Aun así, Prometeo estaba dispuesto a pagar ese precio con tal de que su mas preciada creación, pudiera vivir en felicidad como él quería desde un principio. Pero, él ignoraba por completo que Zeus, había embrujado a la novia de su hermano, Pandora, para que abriera la caja liberando todos los males sobre la humanidad.
El titan contemplo con horror, como su creación se comenzaba a destruir entre sí, producto del odio que había sido desatado, y como otros miles más, padecían ante enfermedades y todo tipo de horrores que se habían contenido en la caja.
Esto produjo que Prometeo albergara odio y furia contra el Padre del cosmos. Su único deseo ahora, era asesinar al dios griego y así saldar esta deuda de la humanidad. No obstante, era incapaz de liberarse de sus ataduras, hasta que un día afortunado, después de cientos de años encadenado bajo aquel suplicio, un joven amable de melena carmesí llamado Hércules, se apiado de Prometeo mientras pasaba por ahí, en camino a uno de sus doce trabajos.

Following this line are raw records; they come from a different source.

PR #216, opened 2023-07-26
Disable DEBUGPRINTF I/O when FUNCONF_USE_DEBUGPRINTF = 0

emeb:
This patch will completely disable the SWDIO-based debug printf infrastructure when FUNCONF_USE_DEBUGPRINTF is set to zero. This allows printf() calls to be left in the project source without generating unwanted timeout delays when the debugger is not connected.


emeb:
Note - CI failures in examples/MCOtest and examples/spi_24L01_tx/rx don't appear to be caused by this patch.

cnlohr:
Thanks!

PR #217, opened 2023-07-30
Remove redundant debug shell scripts

emeb:
This PR removes several shell scripts that were inadvertently left in with example code when it was originally checked in. These scripts referred to external resources that are unlikely to be present for most users and should not be generally distributed.


cnlohr:
Thank you!

PR #821, opened 2025-12-31
Refactor RTC code and add CH32L103 standby example

nolanhergert:


cnlohr:
This seems to be fine.  Is it ready for merging?

nolanhergert:
Was able to clean up most of the magic delays and remove unnecessary code. It works great now!

I would like to get some regression testing and overall good vibes from @unicab369 and @Outfisken if possible, since I moved/changed their examples for the other chips.

cnlohr:
I don't particularly see a reason not to merge it now, I'll  let it simmer for a day or two though, and hope they take a look.

biemster:
I tested the RTC examples on 582 and 570, they work fine there

nolanhergert:
I ran the original v30x rtc.c example on a CH32V203 (updated makefile and funconfig) and it doesn't run (I added blinks to confirm). I'm not sure where it is failing yet.

I flashed the new rtc.c example and it is running, but not executing the IRQHandler even after updating it to use RTCAlarm. I want to get it working, but it doesn't need to block this checkin in my opinion.

I'm commuting to CES soon, so I might not be able to get it working in a reasonable time frame.

nolanhergert:
Got the refactored code for the v30x example working, but it wasn't sure if the original code had a bug or not (software reset required RTC_init() again). Left some notes for the next person

cnlohr:
sounds good.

El Titan se maravilló al ver la pureza de aquel joven, y esto lo motivo aún más, a enfrentar a Zeus por el bienestar de los suyos, sin embargo, el dios griego estaba en un nivel de poder completamente diferente, por lo que fue brutalmente derrotado, y encarcelado en el tártaro con el resto de titanes.
Zeus se hallaba orgulloso por su triunfo sobre la humanidad y el titan, pero él no contaba con el mecanismo de seguridad que Prometeo dejo instalado en la caja que abrió Pandora, y es que aparte de los dones negativos que fueron liberados, también se salió el don de la esperanza, con la cual, los humanos han sido capaces de mantenerse en pie ante los embates de la vida, e incluso, ponerse al nivel de los dioses; y todo gracias al sacrificio del único Titan que amó a la humanidad.